Lynch ran Magellan from 1977 to 1990, when his yearly gains were almost twice the S&P 500’s 15 percent. His books “One Up on Wall Street” and “Beating the Street” became best-sellers.
Mediocre Returns
More recently, the firm’s stock performance has been “mediocre,” Kinnel said. Fidelity’s equity funds beat 57 percent of their peers in the decade ended Dec. 31, Morningstar data show.
Magellan lost an average of 3.7 percent annually in the 10 years ended Aug. 31, compared with a decline of 1.8 percent for the S&P 500, Bloomberg data show. The fund’s assets have fallen to $20 billion from a peak of about $110 billion in 2000.
Fidelity still has some of the industry’s best-known managers.

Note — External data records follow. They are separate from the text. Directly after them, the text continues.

Issue #1353, opened 2017-08-07
Cookies and OIDC emit invalid Expires header values


Tratcher:
CookieHandler and OpenIdConnectHandler set `Response.Headers[HeaderNames.Expires] = "-1";` for responses that should not be cached. However, `-1` is an invalid value for the expires header which should be a full date string `Expires: Sun, 06 Nov 1994 08:49:37 GMT`.
https://tools.ietf.org/html/rfc7234#section-5.3
It's abusing one line in the spec that says `A cache recipient MUST interpret invalid date formats, especially the value "0", as representing a time in the past (i.e., "already expired").`

Some tools hide/drop invalid headers, making it harder to inspect them. (E.g. HttpClient).

We should use the epoc date used by Response.Cookies.Delete instead. ` new DateTime(1970, 1, 1, 0, 0, 0, DateTimeKind.Utc),`
https://github.com/aspnet/HttpAbstractions/blob/e8123db21ece289e30abf174a37a908b9e5e1e98/src/Microsoft.AspNetCore.Http/Internal/ResponseCookies.cs#L131

Tratcher:
@JunTaoLuo ResponseCaching doesn't handle this special case of an invalid expires headers does it?

JunTaoLuo:
ResponseCaching relies on `HeaderUtilities.TryParseDate` which returns `DateTimeOffset.MinValue` when given an invalid value. For the purpose of ResponseCaching logic, this ensures that invalid date formats are treated as time in the past.

PR #1481, opened 2017-10-11
Use a compliant Expires header value for expiration.

Tratcher:
#1353 -1 is an invalid value for the Expires header, it should be a date in the past.

### DIFF
--- a/src/Microsoft.AspNetCore.Authentication.Cookies/CookieAuthenticationHandler.cs
+++ b/src/Microsoft.AspNetCore.Authentication.Cookies/CookieAuthenticationHandler.cs
@@ -20,7 +20,7 @@ namespace Microsoft.AspNetCore.Authentication.Cookies
         IAuthenticationSignOutHandler
     {
         private const string HeaderValueNoCache = "no-cache";
-        private const string HeaderValueMinusOne = "-1";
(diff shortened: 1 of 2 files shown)


src/Microsoft.AspNetCore.Authentication.Cookies/CookieAuthenticationHandler.cs
```diff
@@ -20,7 +20,7 @@ public class CookieAuthenticationHandler :
         IAuthenticationSignOutHandler
     {
         private const string HeaderValueNoCache = "no-cache";
-        private const string HeaderValueMinusOne = "-1";
+        private const string HeaderValueEpocDate = "Thu, 01 Jan 1970 00:00:00 GMT";
```
HaoK: Nit: why not just call this HeaderValueExpired so if you change this again, you don't have to rename it :)

HaoK: Also if this is only used in one place...these don't really even need to be consts do they?

Tratcher: I'd rather have the name describe the value than where it gets used. It makes the usage code more obvious.
The constants also let you describe the value, and keep mics strings out of the code.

Joel Tillinghast, who runs the $28 billion Low-Priced Stock Fund, topped all but one diversified U.S. mutual fund, Robert Rodriguez’s FPA Capital, over the past 20 years with gains averaging 14 percent, Morningstar data show.
Broader Business
Fidelity’s bond performance has been strong, said John Bonnanzio, editor of Fidelity Insight, a newsletter based in Wellesley, Massachusetts. Even so, the company has struggled to compete for investor attention with Pacific Investment Management Co., he said in a telephone interview.
“Fidelity doesn’t have the marketing zing Pimco can bring with Bill Gross,” Bonnanzio said.
Pimco, based in Newport Beach, California, has brought in $54 billion this year, the most among fund companies, according to Morningstar. Gross, named in January as Morningstar’s fixed- income manager of the decade, runs the world’s largest bond fund, the $248 billion Pimco Total Return Fund.
Fidelity operates a so-called fund supermarket that lets investors choose from more than 5,000 funds, most of them run by competitors. Its 401(k) business, the nation’s largest, offers both Fidelity and non-Fidelity funds to its 11 million accounts. The firm owns a discount brokerage that sells stocks, bonds, exchange-traded funds and other financial products.
“They have been preparing for the day when their funds couldn’t outperform,” Bonnanzio said.